1.905 individus vont se partager 70 millions de dollars australiens (environ 52 millions de dollars américains) de dédommagements versés par le gouvernement fédéral et les entreprises privées de sécurité Transfield et G4S. Le recours collectif arguait qu'ils ont subi “des préjudices physiques et psychologiques” dans les centres de détention.
Leur cabinet d'avocats, Slater and Gordon, l'énonce haut et fort :
Lead plaintiff Majid Kamasaee in a statement said, “I came to Australia seeking peace, but I was sent to Manus, which was hell.”
— Slater and Gordon (@SlaterGordon) June 14, 2017
Le plaignant principal Majid Kamasaee a dit dans une déclaration : “Je suis venu en Australie chercher la paix, mais j'ai été été envoyé à Manus, et c'était l'enfer”.
“Most were fleeing religious persecution and violence and came to Australia seeking protection, only to be denied their basic human rights.” pic.twitter.com/4ervDxDxsk
— Slater and Gordon (@SlaterGordon) June 14, 2017
“La plupart fuyaient la persécution religieuse et la violence et sont venus en Australie en quête de protection, et ils s'y sont seulement vu refuser leurs droits humains fondamentaux”.

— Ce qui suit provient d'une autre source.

PR #20666, opened 2019-10-21
refactor: use [Sync,NoDeadlockPrevention] in for MessageSync

nornagon:
#### Description of Change
This removes a bunch of hacks we have to pretend that the `ElectronBrowser.Message` mojo function is asynchronous, by adding a new `[NoDeadlockPrevention]` flag to Mojo.

Some background: Mojo already has the functionality to be able to send synchronous messages; i.e. messages on which the sender will block until a response is received. In order to prevent a situation in which two processes are waiting for each other (or other deadlock situations), if process (A) sends a synchronous message to (B) and is waiting on the result, and then process (A) receives a synchronous request from process (C), it will process it immediately (even though it's still waiting for the response to its first message). This can result in synchronous messages being received out-of-order with respect to asynchronous messages.

There are some IPC messages in Electron which rely on strict ordering between synchronous and asynchronous messages. Most of the time, the main process doesn't send any synchronous IPC messages and `[Sync]` would work just fine (because the reordering only kicks in if a process receives a synchronous message while it's waiting for a response to a synchronous message that it sent). However, there are a few cases in window shutdown where the main process _does_ send a synchronous message, resulting in out-of-order message delivery.

This new `[NoDeadlockPrevention]` flag disables the deadlock-breaking feature for the method, meaning that correct ordering will be guaranteed w.r.t. other asynchronous messages sent on the same channel. The sending side still sees the message as synchronous, but the receiving side won't reorder the message on receipt if it's in the middle of making a synchronous request itself.

The main reason to do this is that our existing approach with `ThreadSafeElectronBrowserPtr` cannot listen for channel errors, since the `ThreadSafeInterfacePtr` class doesn't have that functionality, resulting in a possible issue where the process issues a request and then blocks waiting for a response which it will never receive, because the remote end has hung up. This PR doesn't fix that issue, but it does make it _possible_ to fix.

Upstream CL: https://chromium-review.googlesource.com/c/chromium/src/+/1872981

Ref #20086 #20547 #20632

#### Checklist

- [ ] `npm test` passes

#### Release Notes

Notes: none

### DIFF
--- a/patches/chromium/.patches
+++ b/patches/chromium/.patches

Les défendeurs vont également débourser 20 millions (environ 15 millions de dollars US) de frais de justice. Après l'annonce de la décision, le ministre de l'Immigration Peter Dutton a démenti toute reconnaissance de responsabilité du gouvernement.
John Lord et Martin Appleby, écrivant sur le blog du Réseau des médias australiens indépendants, ont interpellé le ministre :
Honte, mon pays, honte sur toi de permettre une telle méchanceté.
[…] Plutôt que de défendre leurs actes, ce qui pendant la durée de la procédure judiciaire aurait causé un embarras considérable pour le gouvernement, ils ont choisi, au prix de 100 millions de dollars, de dissimuler leurs atrocités à la vue du public.
Professeur en droit des réfugiés, Jane McAdam a également interrogé les motivations du ministre :
Avoiding #refugee litigation lets govt prevent evidence by over 70 witnesses & 200,000 documents being made public https://t.co/wdRxbyc3OO
— Jane McAdam (@profjmcadam) June 14, 2017
Esquiver le contentieux avec les réfugiés évite au gouvernement que soient rendues publiques les preuves par plus de 70 témoignages et 200.000 documents
Le journaliste et détenu iranien Behrouz Boochani a documenté la vie sur Manus en enregistrant des vidéos avec un téléphone mobile. Résultat, “Chauka Please Tell Us The Time” (“Chauka dites-nous l'heure qu'il est s'il vous plaît”), une collaboration avec le cinéaste néerlandais d'origine iranienne Arash Kamali Sarvestani.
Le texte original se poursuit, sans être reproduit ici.